Hi,
We are new to using ansible, and I saw something while going through our early code that had me worried. I have CoderA and CoderB that are starting to create roles and tasks. In one Task, coderA adds IIS features, but coderB, in another role , also adds some IIS features in a Task, and also make sure other features are absent, but some of those features are installed by CoderA role. You can see the problem when both roles will be applied to the same machine.
In powershell DSC, there are failsafe in place to prevent this: When code tries to change something that was defined somewhere else, powershell will raise an error at the mof creation and prevent this. Is there some failsafe n Ansible too to prevent a task from undoing what another does? If not, what is the best way to avoid this?(code review won’t catch them all)
Thanks
Hi,
We are new to using ansible, and I saw something while going through
our early code that had me worried. I have CoderA and CoderB that are
starting to create roles and tasks. In one Task, coderA adds IIS features,
but coderB, in another role , also adds some IIS features in a Task, and
also make sure other features are absent, but some of those features are
installed by CoderA role. You can see the problem when both roles will
be applied to the same machine.
This is easily solved by having the code one place, many people uses a git repository for that job.
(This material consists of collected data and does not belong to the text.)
PR #923, opened 2026-02-25
fix: resolve voice chat ghost members and unknown user issues

SimonSeider:
## Summary

- Implement `VoiceChannelMove` event handler to properly remove users from source channel and add to destination channel when moving voice chats (fixes ghost members)
- Modify `useUsers` hook to fetch user profiles from API when not in cache, fixing "Unknown User" display issue when users join voice channels

### DIFF
--- a/packages/client/components/markdown/users.ts
+++ b/packages/client/components/markdown/users.ts
@@ -71,10 +71,19 @@ export function useUsers(
   // eslint-disable-next-line solid/reactivity
   return createMemo(() => {
     const client = clientAccessor()!;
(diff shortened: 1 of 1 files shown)


packages/stoat.js
amycatgirl, line 1: It looks like there was a change committed in the stoat.js submodule. The commit SHAs seem invalid, according to GitHub.

You should probably open a pull request on the [javascript-client-sdk](https://github.com/stoatchat/javascript-client-sdk) repo instead of directly committing to the submodule.

SimonSeider: Okay thanks, I will do that

Issue #798, opened 2026-02-17
In Chrome, touch events on some buttons propagate through after dialogs close


Pecacheu:
### What happened?

This only occurs when using touch, not mouse. Tested in latest Brave Browser (Chromium fork) on my dev PC as well as latest stock Chrome for Android, but the issue does not seem to occur in Firefox for Android.

Here's a demonstration:
![Image](https://github.com/user-attachments/assets/a754e9a7-741d-424c-ae83-dc5de9ed5944)

I attempted to fix bug this myself, but I had to rollback the change because fixing the problem with `event.preventDefault()` caused issues on Firefox, as per [this discussion](https://github.com/stoatchat/for-web/pull/764#discussion_r2814776232) on my PR. `event.stopPropagation()` had no effect in my testing.

PR #666, opened 2026-02-12
fix: checkboxes doubble toggle, autostart and made toggle logic reusable

mihaicm93:
- Fix autostart by reading it asynchronously on mount and updating the stored value before updating UI state.
- Prevent checkbox/toggle double-click issues by stopping event propagation and reusing a shared toggle handler.

## Related Issues
- https://github.com/stoatchat/for-web/issues/643
- https://github.com/stoatchat/for-web/issues/581
- https://github.com/stoatchat/for-web/issues/667
- https://github.com/stoatchat/for-web/issues/679
- https://github.com/stoatchat/for-desktop/issues/10
- https://github.com/stoatchat/for-desktop/issues/14
- https://github.com/stoatchat/for-desktop/issues/44

## Notes
This PR only changes the web UI (Native.tsx). The desktop IPC change is already in a separate PR and is linked [here](https://github.com/stoatchat/for-desktop/pull/68) for context.
##
YWxit6yIEs

PR #937, opened 2026-02-26
fix: Checkboxs firing multiple onClick events when nested inside a CategoryButton

### LINKED ISSUE #647: Voice Processing checkbox not working
### What happened?

When trying to click the voice processing checkboxes they do not do anything, the element reacts but the checkbox does not change state, it only changes if clicked outside of the checkbox on the background element instead.

https://github.com/user-attachments/assets/38764ae6-8d57-4936-8439-f6bac5fb3412

silentsonata:
### Summary
This is my first PR so please let me know if something is incorrect and I will be happy to change it. I love the project and would love to help in any way I can.

### Bug
This PR fixes a bug when trying to select a checkbox when its nested inside of a CategoryButton from triggering the onClick function multiple times. An example of this is in the Voice settings. When pressing the check box on either of the processing options it appears to the user that the checkbox is not doing anything. What is happening is the function is called twice which means the option does not change. From the research that I could find on this behavior, it appears to be related to how the mdui-checkbox works and that it will trigger multiple onclicks under some situations. From further testing I found that this double trigger happens when the mouse presses on any element of the checkbox besides the <input> element.

### PR Explanation
To resolve the multiple trigger problem, I expanded the functionality of the onClick prop defined in the CategoryButton and use an Event to detect what the user presses on. The same logic is replicated so when the button is disabled the function does not run. Then I added logic to only allow the onClick function to execute if the user either pressed the CategoryButton (the <div> or <a>) or the <input> element on the checkbox.

### Test
I have confirmed that this fix does resolve the multiple triggers across all instances that there is a checkbox inside of the CategoryButton. The result is a single execution of the onClick function and the state of the checkbox properly updates no matter where the user clicks on the button.

Added by maintainers:
Fixes #647


mihaicm93:
I have pulled this changes as I already had some isolated fixes done to checkboxes ( https://github.com/stoatchat/for-web/pull/826 & https://github.com/stoatchat/for-web/pull/666 ) and this central fix looked promising at first but it seems like it breaks the click anywhere on the row now as seen below: 

electron_tL8mMQnC7i

Now clicking on chevrons ">" or icons gets ignored

silentsonata:
Interesting! Let me see if I can see what's causing that. My assumption is the row element has different events that wern't taken into consideration. Let me debug this and I'll get back to you with a solution.

silentsonata:
Just pushed an update that will only run the fix if a mdui-checkbox is present in the element. After testing all the buttons now work as expected with or without a checkbox.

mihaicm93:
I have pulled the latest changes to test, the issue from the Roles page now it's fixed but the checkboxes are still very inconsistent as seen below

electron_GzuyM0wnkE

packages/client/components/ui/components/design/CategoryButton.tsx
```diff
@@ -59,7 +59,38 @@ export function CategoryButton(props: Props) {
...
+        if (lastChild.tagName === "MDUI-CHECKBOX") {
+          if (
+            /**
+             * Only trigger onClick when clicking the button OR an input element such
+             * as a checkbox. This prevents multiple triggers of the onClick funciton
+             * due to mdui-checkbox calling two onClicks.
+             */
+            e.target instanceof HTMLDivElement ||
+            e.target instanceof HTMLInputElement ||
+            e.target instanceof HTMLAnchorElement
```
mihaicm93: I have looked into it and I see you don't target the SVG or the SPAN wich is causing the inconsistency, testing with addition of them fixes it
```
            e.target instanceof HTMLSpanElement ||
            e.target instanceof SVGElement
```

silentsonata: I ran your suggestion and that does appear to fix the problem for items with Icons but now it is broken again on the Voice page. I might need to rethink how I am preventing the double trigger. The original issue of double triggering appears again  when the HTMLSvgElement is found. Let me think and try some other ways out and I will post an update once I have something.

silentsonata:
Alright I completely rethought how to handle this and I think this is much cleaner and from my testing fixes all the issues that were mentioned. @mihaicm93 could you try this PR and see if it fixes the issues you reported?

mihaicm93 (approved):
Tested and all good

Fixes: https://github.com/stoatchat/for-web/issues/647

Superseds: https://github.com/stoatchat/for-web/pull/826

Pecacheu:
I haven't had a look at this up-close but do you think the same technique can be used to fix #798? I took a crack at it myself a while ago but my fix broke Firefox support while working with Chrome (on that note, make you y'all test this on **both** before merge cause it seems they handle click events differently O.o)

silentsonata:
@Pecacheu Just checked Firefox 149 and Chrome 147 and this fix does work on both platforms so we should be clear there.

Dadadah (dismissed):

Dadadah:
I think this can be done by doing just this:
```
onClick={(e: Event) => {
        // Prevent clicks when button is disabled
        if (props.disabled) return;

        e.preventDefault();
        props.onClick?.();
      }}
```

This seems to solve the issue in testing. Are you sure you need to actually check if the checkbox is being clicked?

silentsonata:
@Dadadah Thats a great question that I at one time had the answer to but can not remember off the top of my head. Let me update the branch and implement your solution and see if that resolves the issue as well.

silentsonata:
@Dadadah Thanks for the suggestion. This made me have a "duh" moment. From my testing this change works just fine and the Category Button now functions as expected.

Dadadah (approved):

Dadadah:
> @Dadadah Thats a great question that I at one time had the answer to but can not remember off the top of my head. Let me update the branch and implement your solution and see if that resolves the issue as well.

If you think of why feel free to message here, I will be testing this again in more depth this evening before merging it.

Dadadah:
OK works as expected on chromium based browser on android and desktop, and firefox on desktop.

Pecacheu (approved):

Pecacheu:
Tested and working on mobile/touch for me as well

PR #943, opened 2026-02-26
feat: add toggleable join and leave sounds for voice channels

Sadowski-Krystian:
Note: I temporarily placed the join/leave sound .ogg files in packages/client/src/audio/ so you can test this PR. I agree these should probably be global so the mobile apps can use them.


insertish (changes requested):
We are currently exploring sound branding & contacting people, so this PR will be blocked on that at least.

In regards to the functional changes here, this should instead introduce a sounds menu, much like in the old revite client, as we will be introducing other sounds in the app too. (i.e. being able to customise individual sounds being enabled/disabled)

Sadowski-Krystian:
I pushed a major update to address your feedback:

- Dedicated Sounds Menu: I've created a brand new "Sounds" tab in the client settings. It is built modularly, so when you are ready to introduce other app/notification sounds, they can easily be slotted in here.
- Individual Customization: Join and leave sounds have been split into individual, independent toggles (like in old Revolt).
- Custom Sound Uploads: Added a UI for users to upload their own custom sounds (saved locally as Base64 strings) to override the default ones.

I understand that this PR will remain blocked until the official sound branding is finalized. 

I have one question, right now, I left the state variables (`playJoinSound`, `customJoinSound`, etc.) inside the `Voice.ts` store. Since this new menu will eventually handle global app sounds, would you prefer I go ahead and extract this into dedicated `Sounds.ts` stores?

Sadowski-Krystian:
Sorry for this force push, forgot to run code formater. I'm new in open source contributing.

Dadadah:
Sounds were just merged in #1206

PR #946, opened 2026-02-26
fix: Display readable custom emoji names in notifications

### LINKED ISSUE #917: Use emoji name in notification instead of ID
### Describe your feature

When someone sends me an emoji in DM I only see the ID of the emoji in the notification, which doesn't tell me much.

Send the name of the emoji in notifications instead of the ID

Image

gabrielfordevelopment:
closes #917 
### Feature: Display readable custom emoji names in notifications

-   **Async Notification Processing:** Converted the onMessage handler in NotificationsWorker to an asynchronous function to support data fetching before displaying desktop notifications.
    
-   **Emoji ULID Extraction:** Added regex parsing to scan incoming message text (contentPlain) and extract all 26-character custom emoji IDs.
    
-   **On-Demand Emoji Fetching:** The client now checks the local cache for the extracted emoji IDs and automatically fetches any missing emojis from the API.
    
-   **Content Formatting:** Dynamically replaces raw emoji IDs with their human-readable names (e.g., `:cat:`) in the notification body. Includes a graceful fallback to a generic :emoji: string if an emoji cannot be resolved or fetched.

---

## Before:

And to add more security you can have code review before it get into production.
In powershell DSC, there are failsafe in place to prevent this: When code
tries to change something that was defined somewhere else, powershell will
raise an error at the mof creation and prevent this. Is there some
failsafe n Ansible too to prevent a task from undoing what another does?
If not, what is the best way to avoid this?(code review won't catch them
all)
Ansible is declarative so the code you run says I want is to be configure like this and Ansible does what it's told and make the configuration that way.
So you need something outside of Ansible to make sure this doesn't happens.
Code review and testing in different stages should catch this, if not you have some improvements to do in the work flow.
Hi, thanks for the reply.
What you describe will help a bit, but is not error proof when you have thousands of line of code(and any infrastructure will reach that point quickly). Human make mistake, or are lazy, so eventually, 2 pieces of code that change the same setting will happen. One really nice thing about Powershell DSC is that it balks when you try to do something like that, so I was hoping it would be the same with ansible.